Il est parfaitement vrai que le grand objet de Luther était la justification par la foi. Mais, en poursuivant cet objet, il arrive au fait que nous sommes entièrement morts à la loi, que nous ne sommes point liés avec elle, que nous ne la connaissons pas. Il pensait que l’on pouvait revenir sous elle, parce qu’il le faisait lui-même. Moi, je ne le pense pas ; mais ceci est une autre question. Il considère l’homme, le chrétien, comme en Christ, entièrement en dehors de la loi autant que Christ est maintenant en dehors de Son tombeau, et autant dégagé de dessous la loi que Christ l’est maintenant : « Avec cette foi tu t’élèveras au-dessus et au-delà de la loi, jusqu’à ce ciel de la grâce où il n’y a pas de loi, ni de péché. Et quoique la loi et le péché demeurent encore, toutefois ils n’appartiennent en rien à ton être, car tu es mort à la loi et au péché ». « Or, si nous sommes morts à la loi, la loi n’a donc pas de pouvoir sur nous, tout comme elle n’en a point sur Christ qui nous a délivrés de la loi, afin que nous vivions pour Dieu ». Il n’est pas complètement exact de dire que Luther a continuellement la justification dans son esprit. Il considère les croyants comme entièrement délivrés de la loi, parce qu’elle était mort et condamnation, et qu’ils ne pouvaient être justifiés s’ils étaient sous elle dans une mesure quelconque, à cause même de son caractère obligatoire. Il dit que la seule chose que Dieu demande de vous est ceci, que vous croyiez en Christ qu’Il a envoyé ; et qu’ainsi nous sommes rendus parfaits : « Mais si vous voulez ajouter des lois, alors tenez pour sûr que toutes les lois sont comprises dans ce commandement : Tu aimeras ton prochain comme toi-même. Efforcez-vous de garder ce commandement, lequel étant gardé, vous avez accompli toute la loi ».
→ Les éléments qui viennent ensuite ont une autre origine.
PR #401, opened 2025-05-17
Suppress spurious MIRI warnings

Ralith:


.github/workflows/rust.yml
```diff
@@ -59,6 +59,10 @@ jobs:
 
   miri:
     runs-on: ubuntu-latest
+    env:
+      # We only use permissive provenance ops for creating aligned
+      # dangling pointers, and strict provenance is a big MSRV bump.
```
adamreichold, line 64: You could copy that one polyfill from `sptr`, e.g.

```rust
fn invalid_ptr(addr: usize) -> *mut u8 {
    unsafe {
        #[allow(clippy::useless_transmute)]
        transmute(addr)
    }
}
```

PR #406, opened 2025-07-03
Added concurrent writers.

dragostis:
As long as types are different, you can now have multiple concurrent writers in a `ColumnBatch`.

Unfortunately, I don't think there's a way to add this without breaking the API.

### DIFF
--- a/src/batch.rs
+++ b/src/batch.rs
@@ -1,5 +1,5 @@
 use crate::alloc::collections::BinaryHeap;
-use core::{any::TypeId, fmt, mem::MaybeUninit, slice};
+use core::{any::TypeId, cell::Cell, fmt, mem::MaybeUninit, slice};
 
 use crate::{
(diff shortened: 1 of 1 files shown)


dragostis:
The use case is data that's stored as an array of rows instead of an array of columns. Instead of having to iterate multiple times through the same data, you can do it in one go.

```rust
for (x, y, z) in [(bool, u32, f64); 1_024] {
    wx.push(x);
    wy.push(y);
    wz.push(z);
}
```

dragostis:
The example I gave was for row-major, but the actual need that we have are columns that generate intermediate data and need to be stored themselves. Having this API lets you get away by processing the column only once.

But even in the case of row-major: you might have an iterator API or very large files stored in row-major where changing is not really an option.

Ralith:
On second thought, `Mutex` is troublesome since it requires std. Happy to merge this as-is if you rebase it.

PR #421, opened 2025-12-26
impled query_shared for Entity

sanbox-irl:


src/query.rs
```diff
@@ -135,6 +135,7 @@ impl<T: Component> Query for &'_ T {
 }
 
 unsafe impl<T> QueryShared for &'_ T {}
+unsafe impl QueryShared for Entity {}
```
Ralith: style: group trait implementations under either the definition (and impl block, where applicable) of the type, or under the definition of the trait (as done for `impl Query for Entity`).

Ralith (changes requested):

src/query.rs
sanbox-irl: 👍

Ralith (approved):

PR #422, opened 2026-01-02
Fix `impl Send for Ref<T>`: use `Send` bound, instead of `Sync`

Philipp-M:
I don't think using `Sync` is the right bound here?

### DIFF
--- a/src/entity_ref.rs
+++ b/src/entity_ref.rs
@@ -136,7 +136,7 @@ impl<'a, T: Component> Ref<'a, T> {
     }
 }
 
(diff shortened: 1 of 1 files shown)


adamreichold:
> I don't think using `Sync` is the right bound here?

J’ai tiré ces citations de son commentaire, bien connu, sur l’épître aux Galates.



  1. Publié dans l’Écho du Témoignage de 1867.
  2. En principe, la loi, et plus tard la loi donnée de fait par Moïse, se lie intimement à la responsabilité du premier Adam, responsabilité dont elle est même la mesure.
  3. C’est une erreur de supposer qu’à la chute il y eût quelque promesse faite à Adam. Dans le jugement prononcé contre le serpent, fut donnée la révélation du dernier Adam (la semence de la femme) et de l’entière destruction dont il frapperait la puissance du serpent. « La semence de la femme » est précisément ce que le premier Adam n’était pas. C’était la révélation et la promesse du second Adam.
  4. Combien serait déplacé un commandement à Christ de nous aimer ou d’aimer Son Père ! Il y eut des commandements qui éprouvèrent la perfection de Son amour, mais il n’y en eut aucun de nous aimer.
  5. C’est sous ce nom que Dieu est connu dans la relation chrétienne en vie éternelle, et qu’Il fut révélé par Christ quand Il était ici-bas. « Jéhovah » est le nom de Dieu dans Sa relation avec Israël ; « le Tout-puissant » est Son nom à l’égard des patriarches ; « le Souverain » sera Son nom millénaire.